# Anyone Used This Publisher?



## Lewdog (Aug 20, 2013)

I was searching for publishers that took solicited material straight from the authors, and I came across this company.  Has anyone used them before?  They take previously unpublished authors, they don't charge anything, they take care of copyrights, and they give advances!  Sounds too good to be true.

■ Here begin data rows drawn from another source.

PR #603, opened 2024-10-08
Change system explorer navigation contents

pazi146:
split off content providers for automation systems


plugins/org.eclipse.fordiac.ide.systemmanagement.ui/src/org/eclipse/fordiac/ide/systemmanagement/ui/providers/AutomationSystemContentProvider.java
```diff
@@ -0,0 +1,67 @@
...
+	public boolean hasChildren(final Object element) {
+		return SystemManager.isSystemFile(element);
+	}
+
+	@Override
+	public Object getParent(final Object object) {
+		if (object instanceof final IResource ires) {
+			return ires.getParent();
+		}
+		return super.getParent(object);
```
azoitl, line 47: not sure which of the provider is winning but we could get here EObjects as they are possible children. So to be on the save side we should check if the return value here is a Library element and return then the according IFile.

azoitl (changes requested):
To be consistent (and how I understood you also to be correct) the FBTypeContentProvider should now also only deliver the first level or and delegate the rest to the EObjectContentProvider or did I miss anything?

plugins/org.eclipse.fordiac.ide.systemmanagement.ui/src/org/eclipse/fordiac/ide/systemmanagement/ui/providers/EObjectContentProvider.java
```diff
@@ -0,0 +1,111 @@
...
+import org.eclipse.fordiac.ide.model.libraryElement.Application;
+import org.eclipse.fordiac.ide.model.libraryElement.AutomationSystem;
+import org.eclipse.fordiac.ide.model.libraryElement.ConfigurableObject;
+import org.eclipse.fordiac.ide.model.libraryElement.FBType;
+import org.eclipse.fordiac.ide.model.libraryElement.LibraryElementPackage;
+import org.eclipse.fordiac.ide.model.libraryElement.SystemConfiguration;
+import org.eclipse.fordiac.ide.model.libraryElement.TypedConfigureableObject;
+import org.eclipse.fordiac.ide.systemmanagement.SystemManager;
+
+public class EObjectContentProvider extends AdapterFactoryContentProvider {
```
azoitl: As this content provider is dedicated for system model content should it then have a better name. The content it can provide is defined by the adapter factories you are using.

pazi146: Removed this class as it turned out to be unnecessary

plugins/org.eclipse.fordiac.ide.systemmanagement.ui/src/org/eclipse/fordiac/ide/systemmanagement/ui/providers/AutomationSystemContentProvider.java
pazi146: contained in the new base class

azoitl (approved):

PR #608, opened 2024-10-09
Removed check for same type in MarkerResolutions

sebHollersbacher:
Removed type check to enable the quick-fix of different types

### DIFF
--- a/plugins/org.eclipse.fordiac.ide.application/src/org/eclipse/fordiac/ide/application/marker/resolution/AbstractErrorMarkerResolution.java
+++ b/plugins/org.eclipse.fordiac.ide.application/src/org/eclipse/fordiac/ide/application/marker/resolution/AbstractErrorMarkerResolution.java
@@ -13,7 +13,6 @@
  *******************************************************************************/
 package org.eclipse.fordiac.ide.application.marker.resolution;
 
-import java.util.Arrays;
 import java.util.stream.Stream;
 
 import org.eclipse.core.resources.IMarker;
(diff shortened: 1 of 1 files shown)


plugins/org.eclipse.fordiac.ide.application/src/org/eclipse/fordiac/ide/application/marker/resolution/AbstractErrorMarkerResolution.java
```diff
@@ -62,8 +61,7 @@ public Image getImage() {
 	public IMarker[] findOtherMarkers(final IMarker[] markers) {
 		return Stream.of(markers)
 				.filter(other -> LibraryElementValidator.DIAGNOSTIC_SOURCE.equals(FordiacErrorMarker.getSource(other))
-						&& FordiacErrorMarker.getCode(marker) == FordiacErrorMarker.getCode(other)
-						&& Arrays.equals(FordiacErrorMarker.getData(other), FordiacErrorMarker.getData(marker)))
+						&& FordiacErrorMarker.getCode(marker) == FordiacErrorMarker.getCode(other))
```
mx990, line 64: Why are you attempting to remove this check? I don't believe it makes much sense use a single quickfix for completely unrelated types, at least with the current quickfixes. The current implementation would either create a new type based on the first problem or choose a single type and then just apply it to all selected problems.

mx990 (changes requested):

PR #623, opened 2024-10-15
removed target branch from dependabot

azoitl:
Dependabot should update the workflows wich are currently run from release. So the target branch as develop was not the right place.


azoitl:
release branch build is currently always failing. Still merging for testing the updated dependabot script.

PR #630, opened 2024-10-15
Force SystemManager initialisation

pazi146:
ensure it isn't initialised through LibraryManager

### DIFF
--- a/plugins/org.eclipse.fordiac.ide.ant/src_ant/org/eclipse/fordiac/ide/ant/ant/Import4diacProject.java
+++ b/plugins/org.eclipse.fordiac.ide.ant/src_ant/org/eclipse/fordiac/ide/ant/ant/Import4diacProject.java
@@ -55,6 +55,10 @@ public class Import4diacProject extends Task {
 			workspace.setDescription(desc);
 			Job.getJobManager().cancel(null);
 
+			// ensure SystemManager is loaded
+			@SuppressWarnings("unused")
+			final SystemManager mgr = SystemManager.INSTANCE;
+
 			final IPath projectPath = getProjectPath();
 			final IProjectDescription description = loadProjectDescription(workspace, projectPath);
 			final IProject project = workspace.getRoot().getProject(description.getName());


plugins/org.eclipse.fordiac.ide.ant/src_ant/org/eclipse/fordiac/ide/ant/ant/Import4diacProject.java
```diff
@@ -55,6 +55,10 @@ public void execute() throws BuildException {
 			workspace.setDescription(desc);
 			Job.getJobManager().cancel(null);
 
+			// ensure SystemManager is loaded
+			SystemManager.INSTANCE.removeFordiacChangeListener();
+			SystemManager.INSTANCE.addFordiacChangeListener();
```
ernstblechaPT:
```suggestion
			SystemManager.INSTANCE.hashCode(); // ensure SystemManager is instantiated
```

I think this should also ensure that the instance exists without the side-effect of switching the change listener off&on again

Also: based on the comments in SystemManager this change might make the call to `TypeLibraryManager.INSTANCE.getTypeLibrary(project).reload();` on line 71 redundant as instatiation of the TypeLib is also ensured by SystemManager; I'd leave that in for now and test later

azoitl: I would prefere:

`@SuppressWarnings("unused")
finalSystemManager mgr = SystemManager.INSTANCE; `

As we are doing it in in the activator of the org.eclipse.fordiac.ide plugin.  There it is sufficient.

pazi146: replaced the line with this

ernstblechaPT (approved):

azoitl (approved):

PR #631, opened 2024-10-15
Fix race condition during quickfixes and repair quickfixes for configurable FBs

mx990:
Fix race condition during quickfixes by refactoring marker resolutions to use proper locking of the workspace. Also combine commands for the same file and save only when necessary after applying changes. Further repair quickfixes for configurable FBs by adding validations to produce the necessary error markers.


sebHollersbacher (changes requested):
This change breaks the option for Creating a new FB Type.
I guess by locking the workspace, the new FB type can not be created correctly

mx990:
> This change breaks the option for Creating a new FB Type. I guess by locking the workspace, the new FB type can not be created correctly

You are right, thanks for noticing that. Should work now.

sebHollersbacher (approved):

azoitl (approved):

PR #644, opened 2024-10-18
Add new FBType RangeBasedPulse for Distance based Impulse Generator.

franz-hoepfinger-4diac:
Add new FBType RangeBasedPulse for Distance based Impulse Generator.

Typical usage: 

this would e.g. paint the middle dash-line on a Street: 
5000 Line, with 5000 Gap. 

image


franz-hoepfinger-4diac:
Make Sense to add a Distance Offset! 

image

azoitl (changes requested):
Please don't use the GEN_ prefix for such blocks. The GEN_ prefix is used in Eclipse 4diac for configurable types (e.g., publish). Also distance is maybe not the best name as I could feed it any value to generate pulses. 

Would `RangeBasedPulse` be better?

diplfranzhoepfinger:
> Please don't use the GEN\_ prefix for such blocks. The GEN\_ prefix is used in Eclipse 4diac for configurable types (e.g., publish).

sorry, yes, normally i know this. 

>  Also distance is maybe not the best name as I could feed it any value to generate pulses.

you are right. it might be Time, it might be Distance, or it might be any Value from any Source. 

e.g. generate Pulses dependent of a Sensor Value. 

> Would `RangeBasedPulse` be better?

yes, will change

franz-hoepfinger-4diac:
@azoitl changed

azoitl (approved):

franz-hoepfinger-4diac:
https://github.com/eclipse-4diac/4diac-ide/pull/760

Author Information - PublishAmerica


----------



## Sam (Aug 20, 2013)

Don't touch them with a 50-foot barge pole.


----------



## Lewdog (Aug 20, 2013)

:lol:  I thought it sounded too good to be true.  They want to help unpublished people and give them money up front?  Sounds like a front for human trafficking and slavery.


----------



## movieman (Aug 20, 2013)

Either publish yourself, or submit to an established trade publisher. There's little reason to go through any of these 'we'll publish your book for you' companies instead.


----------



## Blade (Aug 20, 2013)

Lewdog said:


> I was searching for publishers that took solicited material straight from the authors, and I came across this company.  Has anyone used them before?  They take previously unpublished authors, they don't charge anything, they take care of copyrights, and they give advances!  Sounds too good to be true.
> 
> Author Information - PublishAmerica





			
				 Posted Material said:
			
		

> *Do you accept submissions from my country?*Currently, PublishAmerica is closed to submissions from Australia, and New Zealand. Authors from all other countries are encouraged to contact us about publishing their manuscript.​



Not that it is directly any of my business but does anyone have any idea why this would be the case? Generally the US, UK, Canada, Australia and New Zealand are on the same page.:scratch:


----------



## Terry D (Aug 20, 2013)

In may be that Publish America is having legal difficulty down-under. A simple Google search will show that PA has a checkered reputation.


----------



## Blade (Aug 20, 2013)

Terry D said:


> In may be that Publish America is having legal difficulty down-under. A simple Google search will show that PA has a checkered reputation.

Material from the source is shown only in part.